We used FIJI to assess the fluorescence intensity of SPP1 expression in the cortical vasculature of 3-month-old Pkd1^RC/RC mouse kidney slices and wild-type control kidney slices, which had been wholemount immunolabelled for EMCN and SPP1 and cleared in BABB before 3D confocal microscopy. A maximum-intensity projection was generated from each ROI within the kidney cortex. We used the Measure tool to sample across the whole kidney tissue on average and, thereafter, randomly sampled a minimum of ten CD31⁺ vascular branches per ROI. We derived the mean SPP1 fluorescence intensity such that 30-50 individual vessels per mouse were analysed. To examine the spatial relationship between SPP1⁺ vasculature and cysts, individual z-sections from each image were inspected, and the Measure tool was used to quantify the distance between 40 SPP1⁺ CD31⁺ vessels and the nearest cyst boundary, demarcated by SPP1. Distances were binned at 50 μm increments for the cyst boundary, and the number of SPP1⁺ CD31⁺ vessels per bin was quantified across seven ROIs pooled across n=3 Pkd1^RC/RC mouse kidneys at 3 months.

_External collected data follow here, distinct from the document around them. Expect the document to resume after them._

Issue #5258, opened 2022-11-28
Bug - Chip group: align with React markup


thatblindgeye:
**Describe the problem**
Followup from https://github.com/patternfly/patternfly-org/pull/3297#issuecomment-1329215470

The markup/attributes in Core don't matchup with React, which has `role="group"` on the chip group so an aria-label can be applied, and aria-hidden set in Core for the category name prevents the close button from using it as part of its accessible name via `aria-labelledby`.

PR #5765, opened 2023-07-13
fix(chip): added role and aria-label to match react

ashley-o0o:
closes: [#5258](https://github.com/patternfly/patternfly/issues/5258)


mcoker (approved):
🥳👍

Issue #5767, opened 2023-07-18
Bug - Toolbar - Filter/chip "clear" link button misaligned


mcoker:
<img width="895" alt="Screenshot 2023-07-18 at 12 37 42 PM" src="https://github.com/patternfly/patternfly/assets/35148959/c1d146cd-1e7b-4dee-b465-286ccde26366">

We can likely fix this in CSS, but I'm noticing a markup/class difference between the chip/filter examples in core and react. A CSS fix (likely) means we need to ensure we're recommending the right markup so we can make sure the CSS is targeted correctly.

Core uses `.pf-v5-c-toolbar__content.pf-m-chip-container` (outlined below) and react does not.

https://github.com/patternfly/patternfly/blob/4e1911f119b681468e61efd0bf6f0c869bbf03a4/src/patternfly/components/Toolbar/toolbar.scss#L481-L507

@mattnolting can you confirm the right markup and if there is an easy CSS fix that can target chip elements?

mattnolting:
@mcoker this markup works, but `pf-m-chip-container` can also be applied to `{{#> toolbar-group}}` instead of `{{#> toolbar-item}}`. I think that `.pf-m-inline` would do well top margin/padding of `--pf-v5-global--spacer--form-element` to match the other form elements. We can also create generic containers for inline elements...

PR #5769, opened 2023-07-18
fix(toolbar): revert alignment of chip/filter layout

mcoker:
fixes https://github.com/patternfly/patternfly/issues/5767

This just reverts the alignment to what it was before. The label alignment isn't great, but we don't have any open issues against that, so I don't think it's something we need to fix for this release. Assuming it reverts the layout properly, we shouldn't need to test it extensively or worry about inadvertent side effects.


mattnolting (approved):
LPTM 👍

srambach (approved):

thatblindgeye (approved):

PR #5771, opened 2023-07-19
chore(tree-view): added default flag to max nesting var

### LINKED ISSUE #5452: TreeView - Override MaxNesting

`TreeView`

**Describe the feature**

Currently the tree view maxes out at 10 levels. Yes, sometimes we need more.

In the .scss file, it is defined as:

```scss
$pf-c-tree-view--MaxNesting: 10;
```

See: https://github.com/patternfly/patternfly/blob/7ddc2de5cfb96f204e62730878a9e77bed64b998/src/patternfly/components/TreeView/tree-view.scss#LL1-L1C33

It would be great if this could be overridden. To my understanding, it should be possible with:

```scss
$pf-c-tree-view--MaxNesting: 10 !default;
```

mattnolting:
closes #5452


srambach (approved):
🚀

mcoker (approved):
🎃👍

thatblindgeye (approved):

PR #5778, opened 2023-07-24
feat(global): added RTL support

mcoker:
fixes https://github.com/patternfly/patternfly/issues/5791 and also implements logical properties across the library.

#### The changes:
* Search and replace
  * `padding-[top, right, bottom, left]`
  * `margin-[top, right, bottom, left]`
  * `text-align: [left/right]]`
  * `[top/right/bottom/left]`
  * `border-[...]-[top/right/bottom/left]`
* Manual conversion of shorthand to longhand values (eg, `margin: 1 2 3` to `margin-block-start: 1; margin-inline-end: 2; margin-block-end: 3; margin-inline-start: 2;`)
* Re-ordered a bunch of property declarations manually. I think stylelint fixed a few, but I moved most by hand
* Used shorthand property declaration for spacing utility x/y classes.

Some build related changes:
* Adds backstop screenshot visual regression tool<sup>[1]</sup>
* Adds `use-logical-spec` stylelint rule - currently set to always. This is a good baseline that there are no non-logical properties defined anywhere. We may need to modify that if we add directional properties back when RTL testing.

[1] - The TL;DR of backstop:
* Tests against the prod build (`yarn build && yarn serve` - listens on `localhost:5000`)
* Tests every example and demo - grabbed the URLs from our existing screenshot tool's method of grabbing example/demo URLs
* Tests on 3 viewports (mobile, tablet, desktop)
* It does not have any screenshots stored currently - adding screenshots in this PR to use as baseline to test against crashed the "files changed" tab since it adds a ton of images. Maybe that could be added at a separate time.
* Total testing time for all URLs viewports is around 20-30 minutes, I believe
* All of ^ is configurable. You can test specific URLs/components, viewports, test against the dev server on `:8001`, etc

Questions for @nicolethoen @wise-king-sullyman @tlabaj 
* We have issues of taking a screenshot before the page has fully rendered. Is there some sort of event triggered on the page when everything has loaded that we could use to add a class to the page (eg, `.window-load`)? If so we could configure the screenshot tool to wait until that class is present before grabbing a screenshot.
* I wonder if we could include the [styles that disable animations/transitions](https://github.com/patternfly/patternfly/blob/a6993607b9df861de250c0f5ec05d6b8f4541b61/backstop_data/engine_scripts/onReady.js#L3) (and here they are in the [docs framework package](https://github.com/patternfly/patternfly-org/blob/07f44ec1c8a33f5ae4d559dde30e7a5a8fb118c3/packages/documentation-framework/scripts/writeScreenshots.js#L13)) as styles included from the docs framework if some thing is set - a query string parameter (`?disable-animations1), a cookie, a media query (puppeteer can set [media features](https://pptr.dev/api/puppeteer.page.emulatemediafeatures)), etc...


srambach:
Quick half-first-pass of things to address:
- jumplinks border
- caret rotation/direction
- on the workspace the HTML code doesn't show up
- progress stepper spacing and vertical line
- slider - ball is off and ticks are off
- switch - ball is misplaced
- breadcrumbs - reverse the caret
- dual list selector - carets, sorting icons, search input
- form control spacing with icons
- text input group search icon
- tree view general wonkiness
- Utility classes - do we rename/add logical properties?

backstop_data/engine_scripts/cookies.json
```diff
@@ -0,0 +1,14 @@
+[
+  {
+    "domain": ".www.yourdomain.com",
```
srambach, line 3: Is this file supposed to be customized for PatternFly?

mcoker: Not this file, they provide a lot of example/templates for different configs/scripts you might want to use when testing. This would set a cookie with some value you might need for chromium to access a test URL

srambach (approved):
I'm ok with getting this merged since the diffs look good and we'll follow quickly with a visit to each component for checking RTL. I'd love to see a 👍 from @nicolethoen or @dgutride on the backstop stuff.

tlabaj:
> Questions for @nicolethoen @wise-king-sullyman @tlabaj
> 
> * We have issues of taking a screenshot before the page has fully rendered. Is there some sort of event triggered on the page when everything has loaded that we could use to add a class to the page (eg, `.window-load`)? If so we could configure the screenshot tool to wait until that class is present before grabbing a screenshot.

@mcoker I believe this is what you are looking for
https://developer.mozilla.org/en-US/docs/Web/API/Window/load_event

nicolethoen (approved):
No objections from me!
I opened followup issues to track tech-debt
https://github.com/patternfly/patternfly/issues/5848
https://github.com/patternfly/patternfly-org/issues/3703

PR #5782, opened 2023-07-26
chore(menu-toggle): updated demos to use menu-toggle

### LINKED ISSUE #5764: Update toolbar examples/demos to use `menu-toggle` instead of `dropdown`
Our existing toolbar demos include the dropdown, which has been deprecated. Those examples/demos need to use the `pf-v5-c-menu-toggle` instead.

mattnolting:
closes #5764


thatblindgeye (changes requested):
The ID's for the toolbar examples will need to be updated to be unique as well.

Some other things I noticed which may be out of scope, in which case we can do a followup if necessary

- There's still some usage of the deprecated dropdown, such as [Selected filters on mobile](https://patternfly-pr-5782.surge.sh/components/toolbar#selected-filters-on-mobile-filters-collapsed-selected-filters-summary-visible) (kebab button). 
- The "filter" plain toggle in some examples is just using the PF button instead of a MenuToggle; this is both Core and React, though cc @mcoker

thatblindgeye (approved):

src/patternfly/components/Panel/panel.hbs
```diff
@@ -1,4 +1,7 @@
 <div class="{{pfv}}panel{{#if panel--modifier}} {{panel--modifier}}{{/if}}"
+  {{#if panel--IsPopper}}
+    style="position: absolute; top: calc(100% + 2px); z-index: var(--pf-v5-global--ZIndex--sm);"
+  {{/if}}
```
mcoker, line 4: IMO we shouldn't include this as an inline style. It's probably better as a local demo style, just so it doesn't seem like it's part of the component.

src/patternfly/components/Toolbar/toolbar-item.hbs
```diff
@@ -2,6 +2,9 @@
   {{#if toolbar-item--id}}
     id="{{toolbar-item--id}}"
   {{/if}}
+  {{#if toolbar-item--IsRelative}}
+    style="position: relative;"
+  {{/if}}
```
mcoker, line 7: Same here about this local style - can it be moved to local demo styles if it's necessary? Also could we just not show expanded menus in core since the tools used to position those no longer lives in the CSS?

src/patternfly/components/Toolbar/toolbar.scss
```diff
@@ -395,6 +395,10 @@ $pf-v5-c-toolbar--inset-map: build-spacer-map("none", "sm", "md", "lg", "xl", "2
   &:last-child {
     --#{$toolbar}--spacer: 0;
   }
+
+  .#{$panel} {
+    --#{$panel}--MinWidth: 100%;
+  }
```
mcoker, line 401: Can you point link to the examples where this is used? I'm wondering if we need to scope this style further so it doesn't do anything we don't intend.

src/patternfly/components/Toolbar/toolbar.scss
```diff
@@ -450,6 +454,10 @@ $pf-v5-c-toolbar--inset-map: build-spacer-map("none", "sm", "md", "lg", "xl", "2
 
 // Expandable content
 .#{$toolbar}__expandable-content {
+  .#{$menu-toggle} {
+    width: 100%;
+  }
```
mcoker, line 459: Same here - can you link to where this is seen? I'm wondering if this needs to be further scoped to not do something unexpected.

mcoker (commented):
Massive! Just a few comments.

src/patternfly/components/Toolbar/toolbar.scss
mattnolting: **With toggle at 100%**

Screenshot 2023-10-05 at 1 35 10 PM

mcoker:
Here's the [backstop report](https://github.com/patternfly/patternfly/files/12826864/backstop-errors.pdf)
* Split button menu toggles - it's known/expected those are wider in the menu toggle than in dropdown
* Menu toggles in the masthead have a transparent background - I think that's how they were originally intended to look anyways
* Extra space in menu items with checkboxes - left a comment/code suggestion to address that
* Toolbar filter toggle icon changed from grey to black - left a comment to address that
* There is extra space between toolbar expandable content filter labels the stuff below them - left a comment

src/patternfly/components/Toolbar/toolbar.scss
mcoker: Ah, thanks! I think that should be a separate issue and we can see how to handle that. Filed an isssue here - https://github.com/patternfly/patternfly/issues/6008

I think we used to get this for free because a select was used there, and the select toggle width is 100%? I'm wondering if:
* there is ever a use case for a menu toggle that isn't a select - meaning we might not want to style all menu toggles this way
* the react examples have a fixed width assigned to the filters in the expanded content - https://www.patternfly.org/components/toolbar. Is that on purpose? If they should be full-width, should that be something the react `<Select>` component sets by default? Or should we encourage the use of `.pf-m-full-width` on the menu toggle for those filters in our examples (change the fixed width to the full width modifier)

src/patternfly/components/Toolbar/toolbar.scss
mcoker: Ping - didn't see a reply here. Similar to the menu toggle comment, I'm curious if this is fixing a known bug and if this might do something we don't want it to since it has a broad scope. If it's a bug fix/enhancement, can we move it into another issue?

mcoker (changes requested):
Screenshots look good! Left 2 comments about the SCSS changes that could have an unintended impact. I filed a separate issue for the [menu toggles in toolbar expanded content](https://github.com/patternfly/patternfly/issues/6008) - I'd like to have core/react review that and see what the best solution is. And left a comment about a panel style that was added - can you review and lemme know what you think?

mcoker (approved):
🎃👍
👖
🛼

Issue #5786, opened 2023-07-31
Bug - MenuItem - descriptions are wrapping on character not word


nicolethoen:
descriptions are wrapping on character not word
This is different than how the v4 select components handles wrapping.

![Screenshot 2023-07-31 at 9 44 11 AM](https://github.com/patternfly/patternfly/assets/26305082/d3864b95-5d41-4fe5-aaf1-4b899988c3f8)

reported by James Talton & Ansible

PR #5789, opened 2023-07-31
fix(menu): keep description from wrapping mid-word

mcoker:
fixes https://github.com/patternfly/patternfly/issues/5786


srambach (approved):
👍

Issue #5792, opened 2023-08-02
Dependencies are out of date


mcoker:
the `@patternfly/[...]` dependencies are pulling in alpha versions, and there is a dependency tree error that aborts any sort of updates to npm packages

```
npm ERR! code ERESOLVE
npm ERR! ERESOLVE unable to resolve dependency tree
npm ERR! 
npm ERR! While resolving: @patternfly/patternfly@0.0.0-development
npm ERR! Found: @patternfly/react-code-editor@5.0.0-alpha.116
npm ERR! node_modules/@patternfly/react-code-editor
npm ERR!   dev @patternfly/react-code-editor@"5.0.0-alpha.116" from the root project
npm ERR! 
npm ERR! Could not resolve dependency:
npm ERR! peer @patternfly/react-code-editor@"5.0.0-prerelease.13" from @patternfly/documentation-framework@5.0.7
npm ERR! node_modules/@patternfly/documentation-framework
npm ERR!   dev @patternfly/documentation-framework@"5.0.7" from the root project
```

PR #5793, opened 2023-08-02
chore: update dependencies to latest

mcoker:
fixes https://github.com/patternfly/patternfly/issues/5792

* runs `ncu -u`
* disables stylelint's `"media-query-no-invalid"` - it's recommended to turn off in SCSS https://stylelint.io/user-guide/rules/media-query-no-invalid/
* removes `stylelint-value-no-unknown-custom-properties` - fails a dependency check and doesn't appear to be used
* Updates import line for glob - v10 removed default exports, and now only has named exports https://github.com/isaacs/node-glob/blob/main/changelog.md#1000
* Same^ for sass - https://sass-lang.com/documentation/breaking-changes/default-export/


nicolethoen:
I don't know why it'd suddenly be an issue when it wasn't before - but if you upload the node version here (and on the other github actions) https://github.com/patternfly/patternfly/blob/main/.github/workflows/pr-preview.yml#L29 to node: '18' it will likely resolve it.

nicolethoen (approved):

Issue #5797, opened 2023-08-03
npm script to deep clean the repo


mcoker:
Often when there are significant changes, we need to run `yarn clean && git clean -dfx` to really get the repo to a clean state. And if we have a modified package.json before we run that, we often also have to run `yarn install` prior, so the command looks like `yarn install && yarn clean && git clean -dfx`. 

I have this as a local script I run called "superclean" that I've shared with the team that some folks use. I think it would be useful to add to the repo so it's accessible for everyone.

PR #5798, opened 2023-08-03
chore: add superclean npm script

mcoker:
fixes https://github.com/patternfly/patternfly/issues/5797

Usage when you've pulled in significant changes to package.json and want to start with a fresh repo:

```
yarn superclean
yarn install
yarn start
```

### DIFF
--- a/package.json
+++ b/package.json
@@ -12,6 +12,7 @@
     "build:pficons": "gulp pfIcons",
     "build:pficonfont": "gulp pfIconFont",
     "clean": "gulp clean",
+    "superclean": "npm install && npm run clean && git clean -dfx",
     "dev": "gulp develop",
     "develop": "gulp develop",
     "format": "prettier --trailing-comma es5 --no-semi --single-quote --write src/**/*.js",


package.json
```diff
@@ -12,6 +12,7 @@
     "build:pficons": "gulp pfIcons",
     "build:pficonfont": "gulp pfIconFont",
     "clean": "gulp clean",
+    "superclean": "npm install && npm run clean && git clean -dfx",
```
nicolethoen, line 15: I don't think you need to run an install first? unless there is a goal in doing so that i'm unaware of? But the git clean is going to immediately remove what you just installed.

mcoker: I'm not sure why, but if there are significant package.json files, often if you don't run `npm install` first, you'll get a bunch of errors running `yarn clean` and/or `git clean -dfx`. @srambach ran into it today when pulling in the latest dependency updates - running `yarn install` before `yarn clean && `git clean -dfx` addressed it.

nicolethoen (approved):

Issue #5804, opened 2023-08-04
Bug - Dropdown - start value has mixed support


jschuler:
In a small create-react-app application, I was seeing this warning originating from Dropdown.css:

```
autoprefixer: start value has mixed support, consider using flex-start instead
```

Based on prior experiments using mouse models of PKD (Hopp et al., 2012; Huang et al., 2016), five to eight mice have been sufficient to assess differences between BUN and kidney-to-body weight ratio. Owing to its sensitivity (Jafree et al., 2019), and based on empirical assessment from a small cohort of three mice per group, we required only four mice per group for sufficient statistical power of 3D vascular analysis. For ASL measurements, we performed pilot experiments of three mice per group to determine that four to six mice would be required to demonstrate the differences observed in RBF. Apart from single-cell transcriptomic analysis described above, all statistics were performed in Prism (v9.5, GraphPad Software). Continuous data were assessed for normality using Shapiro–Wilk tests, and Brown–Forsythe tests were used to assess equality of variance. We used unpaired two-tailed Student's t-tests to compare Pkd1^RC/RC and Pkd1^+/+ mice for each parameter, with one-way ANOVA and Tukey's pairwise multiple comparisons where more than one timepoint, or region of kidney, was compared. Statistically significant differences were deemed to be P≤0.05 and are presented as mean differences, s.e.m. and 95% c.i. for each difference.

We thank Peter Harris (Mayo Clinic) for the Pkd1^RC mice. Confocal microscopy was performed at the UCL Great Ormond Street Institute of Child Health (GOSICH) Light Microscopy Core Facility. Lightsheet microscopy was performed at the Optics Clustered to OutPut Unique Solutions (OCTOPUS) Imaging Cluster, part of the UKRI's Central Laser Facility. Mouse experiments were performed at UCL GOSICH's Western Laboratories.

Scripts for analysis of single-cell genomics data have been made publicly available at the following GitHub repository: https://github.com/daniyal-jafree1995. Raw and processed count matrices for the scRNA-seq and snRNA-seq studies are available from the original studies from which they were derived. Imaging data, including confocal microscopy and MRI outputs, are available from the corresponding author upon reasonable request.